§ **TASK TO COMPLETE**
Look for the word "mikeyarce". Copy every line of the listing where it occurs.

▬▬▬▬▬▬

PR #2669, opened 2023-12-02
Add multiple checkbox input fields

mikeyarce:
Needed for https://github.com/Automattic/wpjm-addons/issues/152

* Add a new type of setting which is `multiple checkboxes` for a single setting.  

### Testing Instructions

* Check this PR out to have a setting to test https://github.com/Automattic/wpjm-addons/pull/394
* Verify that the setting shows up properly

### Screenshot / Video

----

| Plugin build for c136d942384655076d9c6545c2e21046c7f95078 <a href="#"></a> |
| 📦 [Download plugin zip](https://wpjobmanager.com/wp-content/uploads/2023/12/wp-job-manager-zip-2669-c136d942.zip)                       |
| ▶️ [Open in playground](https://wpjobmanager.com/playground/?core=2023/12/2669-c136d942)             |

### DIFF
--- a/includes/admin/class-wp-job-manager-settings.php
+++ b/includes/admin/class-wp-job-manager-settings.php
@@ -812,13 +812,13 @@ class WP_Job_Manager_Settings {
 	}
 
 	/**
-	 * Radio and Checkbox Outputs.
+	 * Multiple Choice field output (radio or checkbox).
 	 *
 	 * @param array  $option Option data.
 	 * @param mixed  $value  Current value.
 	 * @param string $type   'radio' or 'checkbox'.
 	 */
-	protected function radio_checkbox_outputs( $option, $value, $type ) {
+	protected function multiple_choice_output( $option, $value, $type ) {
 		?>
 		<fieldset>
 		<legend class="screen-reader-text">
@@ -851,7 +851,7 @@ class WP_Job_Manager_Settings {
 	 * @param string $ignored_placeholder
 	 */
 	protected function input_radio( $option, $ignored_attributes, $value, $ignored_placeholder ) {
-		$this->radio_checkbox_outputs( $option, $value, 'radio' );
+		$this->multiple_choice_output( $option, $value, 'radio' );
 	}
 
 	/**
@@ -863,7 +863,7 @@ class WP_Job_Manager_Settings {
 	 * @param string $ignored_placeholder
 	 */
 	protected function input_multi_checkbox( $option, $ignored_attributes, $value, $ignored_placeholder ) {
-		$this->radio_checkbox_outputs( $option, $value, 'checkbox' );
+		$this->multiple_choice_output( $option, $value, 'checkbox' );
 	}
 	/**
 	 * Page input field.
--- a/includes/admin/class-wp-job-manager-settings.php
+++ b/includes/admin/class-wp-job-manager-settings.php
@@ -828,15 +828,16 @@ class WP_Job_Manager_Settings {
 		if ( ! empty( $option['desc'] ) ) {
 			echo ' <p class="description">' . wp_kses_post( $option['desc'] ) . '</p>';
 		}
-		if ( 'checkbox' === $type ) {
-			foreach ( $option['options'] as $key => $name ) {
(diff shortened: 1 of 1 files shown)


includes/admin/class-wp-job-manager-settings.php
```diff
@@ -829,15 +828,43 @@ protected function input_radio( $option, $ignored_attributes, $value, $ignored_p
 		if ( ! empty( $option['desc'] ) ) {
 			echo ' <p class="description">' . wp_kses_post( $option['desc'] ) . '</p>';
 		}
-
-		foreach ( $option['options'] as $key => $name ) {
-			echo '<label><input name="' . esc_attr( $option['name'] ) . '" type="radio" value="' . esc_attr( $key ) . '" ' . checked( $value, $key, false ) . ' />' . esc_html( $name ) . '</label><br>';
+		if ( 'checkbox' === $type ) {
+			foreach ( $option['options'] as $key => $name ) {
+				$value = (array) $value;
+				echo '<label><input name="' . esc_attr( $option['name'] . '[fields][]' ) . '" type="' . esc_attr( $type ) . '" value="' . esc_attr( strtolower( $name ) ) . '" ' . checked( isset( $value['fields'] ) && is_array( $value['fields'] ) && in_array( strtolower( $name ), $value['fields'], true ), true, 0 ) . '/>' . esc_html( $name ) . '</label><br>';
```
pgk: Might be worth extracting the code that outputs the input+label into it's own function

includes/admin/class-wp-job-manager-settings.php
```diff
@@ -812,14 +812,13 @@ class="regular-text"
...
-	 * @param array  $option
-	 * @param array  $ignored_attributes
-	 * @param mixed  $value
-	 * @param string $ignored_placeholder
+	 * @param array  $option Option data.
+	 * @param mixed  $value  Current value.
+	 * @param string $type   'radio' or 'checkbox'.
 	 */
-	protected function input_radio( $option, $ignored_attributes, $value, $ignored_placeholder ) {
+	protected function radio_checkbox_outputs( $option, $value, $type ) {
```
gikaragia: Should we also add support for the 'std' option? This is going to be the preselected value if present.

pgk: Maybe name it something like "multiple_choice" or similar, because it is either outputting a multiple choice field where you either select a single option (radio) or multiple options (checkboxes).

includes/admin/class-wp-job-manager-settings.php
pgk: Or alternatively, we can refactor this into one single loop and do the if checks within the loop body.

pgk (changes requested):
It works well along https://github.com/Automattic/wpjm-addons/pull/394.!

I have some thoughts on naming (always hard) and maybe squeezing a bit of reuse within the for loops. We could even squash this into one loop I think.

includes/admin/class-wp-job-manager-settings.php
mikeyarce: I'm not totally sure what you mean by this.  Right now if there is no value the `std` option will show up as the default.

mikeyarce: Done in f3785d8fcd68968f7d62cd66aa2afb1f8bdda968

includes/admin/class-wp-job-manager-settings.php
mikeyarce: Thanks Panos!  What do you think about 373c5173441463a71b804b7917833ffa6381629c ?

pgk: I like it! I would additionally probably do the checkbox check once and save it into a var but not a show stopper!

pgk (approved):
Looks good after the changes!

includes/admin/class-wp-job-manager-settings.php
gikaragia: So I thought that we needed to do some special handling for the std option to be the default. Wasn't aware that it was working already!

▬▬▬▬▬▬

§ **SOLUTION FOR THIS EXERCISE**
mikeyarce:
mikeyarce: I'm not totally sure what you mean by this.  Right now if there is no value the `std` option will show up as the default.
mikeyarce: Done in f3785d8fcd68968f7d62cd66aa2afb1f8bdda968
mikeyarce: Thanks Panos!  What do you think about 373c5173441463a71b804b7917833ffa6381629c ?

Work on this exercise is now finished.